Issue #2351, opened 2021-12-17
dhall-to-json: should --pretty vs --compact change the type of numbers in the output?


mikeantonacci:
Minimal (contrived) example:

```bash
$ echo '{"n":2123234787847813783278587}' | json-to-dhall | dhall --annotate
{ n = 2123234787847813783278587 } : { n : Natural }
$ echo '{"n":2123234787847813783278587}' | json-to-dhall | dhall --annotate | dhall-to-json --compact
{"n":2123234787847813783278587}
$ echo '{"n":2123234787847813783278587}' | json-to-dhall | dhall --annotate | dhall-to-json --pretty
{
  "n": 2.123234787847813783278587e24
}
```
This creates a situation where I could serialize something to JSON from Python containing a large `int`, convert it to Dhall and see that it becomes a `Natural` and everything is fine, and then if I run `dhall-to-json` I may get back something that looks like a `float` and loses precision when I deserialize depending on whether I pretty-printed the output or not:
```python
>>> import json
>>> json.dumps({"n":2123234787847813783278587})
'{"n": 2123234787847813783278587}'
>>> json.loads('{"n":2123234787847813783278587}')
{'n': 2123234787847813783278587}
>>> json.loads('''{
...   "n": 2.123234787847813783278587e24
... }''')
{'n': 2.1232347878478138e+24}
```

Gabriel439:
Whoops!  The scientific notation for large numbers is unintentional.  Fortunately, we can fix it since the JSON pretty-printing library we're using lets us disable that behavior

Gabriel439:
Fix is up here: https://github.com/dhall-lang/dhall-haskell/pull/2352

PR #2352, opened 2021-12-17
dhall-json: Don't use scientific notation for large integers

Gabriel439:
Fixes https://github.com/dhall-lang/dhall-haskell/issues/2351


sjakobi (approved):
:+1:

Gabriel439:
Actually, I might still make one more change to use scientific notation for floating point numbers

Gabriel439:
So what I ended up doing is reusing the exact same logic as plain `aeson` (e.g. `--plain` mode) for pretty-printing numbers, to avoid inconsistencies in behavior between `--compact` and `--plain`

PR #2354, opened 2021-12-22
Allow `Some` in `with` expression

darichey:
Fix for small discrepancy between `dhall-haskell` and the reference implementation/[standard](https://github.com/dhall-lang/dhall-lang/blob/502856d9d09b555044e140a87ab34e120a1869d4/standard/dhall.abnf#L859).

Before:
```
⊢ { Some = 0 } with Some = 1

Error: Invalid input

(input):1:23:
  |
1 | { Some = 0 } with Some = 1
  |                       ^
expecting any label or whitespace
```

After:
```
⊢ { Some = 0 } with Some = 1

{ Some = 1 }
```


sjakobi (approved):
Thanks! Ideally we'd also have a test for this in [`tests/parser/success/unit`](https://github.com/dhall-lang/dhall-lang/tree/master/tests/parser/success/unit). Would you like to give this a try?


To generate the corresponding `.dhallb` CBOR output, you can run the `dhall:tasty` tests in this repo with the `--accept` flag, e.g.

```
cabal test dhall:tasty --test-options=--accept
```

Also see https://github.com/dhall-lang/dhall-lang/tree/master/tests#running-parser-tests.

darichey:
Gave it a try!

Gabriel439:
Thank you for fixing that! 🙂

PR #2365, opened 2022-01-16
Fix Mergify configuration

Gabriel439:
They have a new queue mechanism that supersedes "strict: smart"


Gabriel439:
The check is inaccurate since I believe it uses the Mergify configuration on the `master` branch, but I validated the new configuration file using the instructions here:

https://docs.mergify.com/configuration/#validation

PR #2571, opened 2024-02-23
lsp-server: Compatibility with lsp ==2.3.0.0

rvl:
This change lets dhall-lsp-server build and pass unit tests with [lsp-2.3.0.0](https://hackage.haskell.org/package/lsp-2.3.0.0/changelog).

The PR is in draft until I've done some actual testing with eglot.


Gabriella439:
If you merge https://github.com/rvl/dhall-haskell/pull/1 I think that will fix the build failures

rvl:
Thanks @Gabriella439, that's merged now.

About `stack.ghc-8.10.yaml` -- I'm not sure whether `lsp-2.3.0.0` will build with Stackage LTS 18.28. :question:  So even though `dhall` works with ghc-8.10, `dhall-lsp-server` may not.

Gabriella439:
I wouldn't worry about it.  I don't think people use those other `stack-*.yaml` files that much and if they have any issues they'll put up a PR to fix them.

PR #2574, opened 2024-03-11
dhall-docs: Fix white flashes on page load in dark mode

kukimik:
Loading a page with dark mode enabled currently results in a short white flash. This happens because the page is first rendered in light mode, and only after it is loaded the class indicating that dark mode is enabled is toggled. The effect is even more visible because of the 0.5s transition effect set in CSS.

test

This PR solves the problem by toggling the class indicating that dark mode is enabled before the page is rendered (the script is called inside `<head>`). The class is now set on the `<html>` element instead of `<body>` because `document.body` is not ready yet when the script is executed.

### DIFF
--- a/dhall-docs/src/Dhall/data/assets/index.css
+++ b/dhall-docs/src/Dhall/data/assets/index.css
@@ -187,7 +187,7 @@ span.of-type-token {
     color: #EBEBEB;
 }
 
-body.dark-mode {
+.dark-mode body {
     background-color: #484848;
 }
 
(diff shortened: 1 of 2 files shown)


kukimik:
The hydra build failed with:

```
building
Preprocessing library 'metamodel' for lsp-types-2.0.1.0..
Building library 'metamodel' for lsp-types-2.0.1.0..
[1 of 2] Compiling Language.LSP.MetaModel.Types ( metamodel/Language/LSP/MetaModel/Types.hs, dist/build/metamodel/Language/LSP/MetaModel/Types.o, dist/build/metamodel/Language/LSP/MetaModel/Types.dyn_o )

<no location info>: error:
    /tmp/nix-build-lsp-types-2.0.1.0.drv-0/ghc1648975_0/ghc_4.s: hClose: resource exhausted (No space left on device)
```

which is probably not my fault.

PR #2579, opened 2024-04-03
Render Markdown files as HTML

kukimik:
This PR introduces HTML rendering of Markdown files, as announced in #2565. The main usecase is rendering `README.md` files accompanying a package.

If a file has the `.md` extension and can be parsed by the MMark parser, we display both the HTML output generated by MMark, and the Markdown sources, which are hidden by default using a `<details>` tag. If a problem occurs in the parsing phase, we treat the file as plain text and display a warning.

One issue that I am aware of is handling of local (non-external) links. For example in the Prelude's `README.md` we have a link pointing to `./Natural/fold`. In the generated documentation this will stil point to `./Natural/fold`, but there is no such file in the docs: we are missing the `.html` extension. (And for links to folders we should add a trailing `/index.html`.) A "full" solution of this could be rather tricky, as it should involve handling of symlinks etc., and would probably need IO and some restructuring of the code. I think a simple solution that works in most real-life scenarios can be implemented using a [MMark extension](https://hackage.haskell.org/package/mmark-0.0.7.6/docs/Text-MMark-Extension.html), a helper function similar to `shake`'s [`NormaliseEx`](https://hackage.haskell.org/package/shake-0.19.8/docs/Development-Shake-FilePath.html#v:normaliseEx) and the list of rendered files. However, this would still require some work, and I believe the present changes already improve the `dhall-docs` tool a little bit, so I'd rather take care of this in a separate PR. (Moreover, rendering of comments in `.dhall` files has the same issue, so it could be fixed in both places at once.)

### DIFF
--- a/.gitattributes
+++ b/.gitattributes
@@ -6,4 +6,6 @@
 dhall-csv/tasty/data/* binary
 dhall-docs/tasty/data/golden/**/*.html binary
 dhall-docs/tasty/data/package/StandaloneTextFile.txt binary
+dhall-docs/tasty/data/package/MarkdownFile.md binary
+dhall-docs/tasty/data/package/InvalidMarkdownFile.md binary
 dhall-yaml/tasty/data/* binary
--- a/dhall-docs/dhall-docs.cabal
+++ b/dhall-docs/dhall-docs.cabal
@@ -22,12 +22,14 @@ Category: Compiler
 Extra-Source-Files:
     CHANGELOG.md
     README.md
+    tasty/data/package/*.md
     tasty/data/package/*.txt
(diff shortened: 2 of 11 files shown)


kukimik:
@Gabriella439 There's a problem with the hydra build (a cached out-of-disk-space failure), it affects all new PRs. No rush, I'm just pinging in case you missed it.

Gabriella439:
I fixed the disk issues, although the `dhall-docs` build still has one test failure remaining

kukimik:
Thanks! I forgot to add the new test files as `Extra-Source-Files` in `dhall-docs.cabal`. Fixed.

▶ **WORK REQUEST**
Note how many lines of the material hold the word "data", then state that number alone.

▶ **TASK SOLUTION**
10